◆ **Problem requirements**: After going through the data, give the number of lines that contain the word "cache" as your sole answer.
*** Opening Input ***
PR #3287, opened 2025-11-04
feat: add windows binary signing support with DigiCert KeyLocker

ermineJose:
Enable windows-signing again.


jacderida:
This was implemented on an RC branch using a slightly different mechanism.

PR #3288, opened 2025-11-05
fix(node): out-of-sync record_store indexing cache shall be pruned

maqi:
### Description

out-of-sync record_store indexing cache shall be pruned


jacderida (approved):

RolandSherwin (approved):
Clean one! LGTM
*** Closing Input ***
◆ **Exercise answer**: 2